START EXCERPTED DATA

PR #558, opened 2015-12-01
WAMP - Twisted: Support proxy configuration in ApplicationRunner

william-p:
Tested with `Squid 3.3.8` and `wss` endpoint.
Warning: by default Squid deny `CONNECT` on !SSL_ports.


oberstet:
Thanks for contributing! (Note: we might need to change the interface in the upcoming future - likely, we'll have a better and more flexible way than ApplicationRunner)

PR #560, opened 2015-12-02
explicit .use_asyncio() in right spot

meejah:


meejah:
Weird, works locally...

meejah:
The "base-class" unit-tests needed to select a txaio subsystem (but, this was a bit order-dependent on which tests ran first). Works locally and on travis. I also re-ran all the examples in python3.

PR #568, opened 2015-12-09
fix build

meejah:
remove weird character from comment


meejah:
Still the python3 + 'twisted.cred.strcred' failures on Twisted trunk, but this fixes all the py2 builders.

PR #582, opened 2016-01-26
added mode for balanced shared registrations

markope:
added the balance mode to the message register. This pull request goes along with the pull request https://github.com/crossbario/crossbar/pull/613 on crossbar.


oberstet:
The mode is misnamed: `roundrobin` and `random` are also balancing modes. The mode should be named `leastbusy` https://github.com/crossbario/crossbar/issues/606

PR #592, opened 2016-02-04
Strengthed uri Pattern tests and fixed parsing edge case

Paranaix:
Why can named components without type not start with a number? The old regex implicated that this was done with intention? However IMO this is totally unintuitive (I wouldn't be doing this PR if it were). Some feedback what the original thougth process was behind this would be highly appreciated.


oberstet:
@Paranaix yes, I agree. URI components with digits only are useful. E.g. like in `com.product.<product_id>. ...` with `product_id` an integer. In fact, that's what the WAMP spec says (even for strict URIs). So it was in fact a bug! Thanks!

https://github.com/wamp-proto/wamp-proto/blob/master/rfc/text/basic/bp_identifiers.md#strict-uris

PR #593, opened 2016-02-05
Observable API and listeners fixups

meejah:
This makes the ``ObservableMixin`` less fragile for use as a mix-in by eliminating its parameter-taking ``__init__`` method, and some cleanups and docstrings. It also adds an (optional!) list of "valid events" to make users of ``.on()`` (or even internal uses of ``.fire()``) complain if you mis-type an event name.

The other commit tackles the LTS listener API by fixing how they're fired/invoked. Doing the invokes in e.g. ``onJoin`` won't work with most of the code out there (including all the examples) because the API contract never specified to call ``super()`` (and basically no code does this). This means that the 'join' event is basically never fired properly.

So, as per LTS API discussions there are 5 events. Note that I made one subtle change that makes a big difference (to when 'join' fires):

 - join: right before we call onJoin
 - leave: right *after* we call onLeave
 - ready: after all 'join' listeners have completed, and after onJoin has completed
 - connect: right before onConnect
 - disconnect: right after onDisconnect

Above "completed" means the method has run, and any future/deferred returned has also completed. The reason I made 'join' fire *before* onJoin has run and completed is, consider code like:

```
class Foo(ApplicationSession):
    def onJoin(self, details):
        yield self.call(...)
        # etc
        yield self.leave()
```

That is, things that use ``onJoin`` as essentially a "main" function -- do all their work, and then disconnect the session. In the above, if we wait for ``onJoin`` to complete before we fire the 'join' listeners, then we very counter-intuitively would fire 'leave' *before* firing 'join'.

So, now 'join' fires as soon as we get the Hello message, and then the previously-discussed 'ready' fires *after* onJoin has completed (and all 'join' listeners have completed). Also, this is implemented such that it doesn't matter which of the over-ridable methods in ApplicationSession you choose to override, and doesn't care if you call ``super()`` or not. Also, any errors from listeners are logged (but ignored).

### DIFF
--- a/autobahn/util.py
+++ b/autobahn/util.py
@@ -598,20 +598,83 @@ def wildcards2patterns(wildcards):
 
 
 class ObservableMixin(object):
+    """
+    Internal utility for enabling event-listeners on particular objects
+    """
 
-    def __init__(self, parent=None):
-        self._parent = parent
-        self._listeners = {}
+    # A "helper" style composable class (as opposed to a mix-in) might
+    # be a lot easier to deal with here.  Having an __init__ method
+    # with a "mix in" style class can be fragile and error-prone,
+    # especially if it takes arguments. Since we don't use the
+    # "parent" beavior anywhere, I didn't add a .set_parent() (yet?)
+
+    # these are class-level globals; individual instances are
+    # initialized as-needed (e.g. the first .on() call adds a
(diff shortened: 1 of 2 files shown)


oberstet:
I like that! It brings a lot of non-invasive flexibility ..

END EXCERPTED DATA

# THE TASK
Transcribe exactly, and only, the lines from the one holding "individual instances are" through the final line of the listing.

# EXERCISE SOLUTION
+    # these are class-level globals; individual instances are
+    # initialized as-needed (e.g. the first .on() call adds a
(diff shortened: 1 of 2 files shown)


oberstet:
I like that! It brings a lot of non-invasive flexibility ..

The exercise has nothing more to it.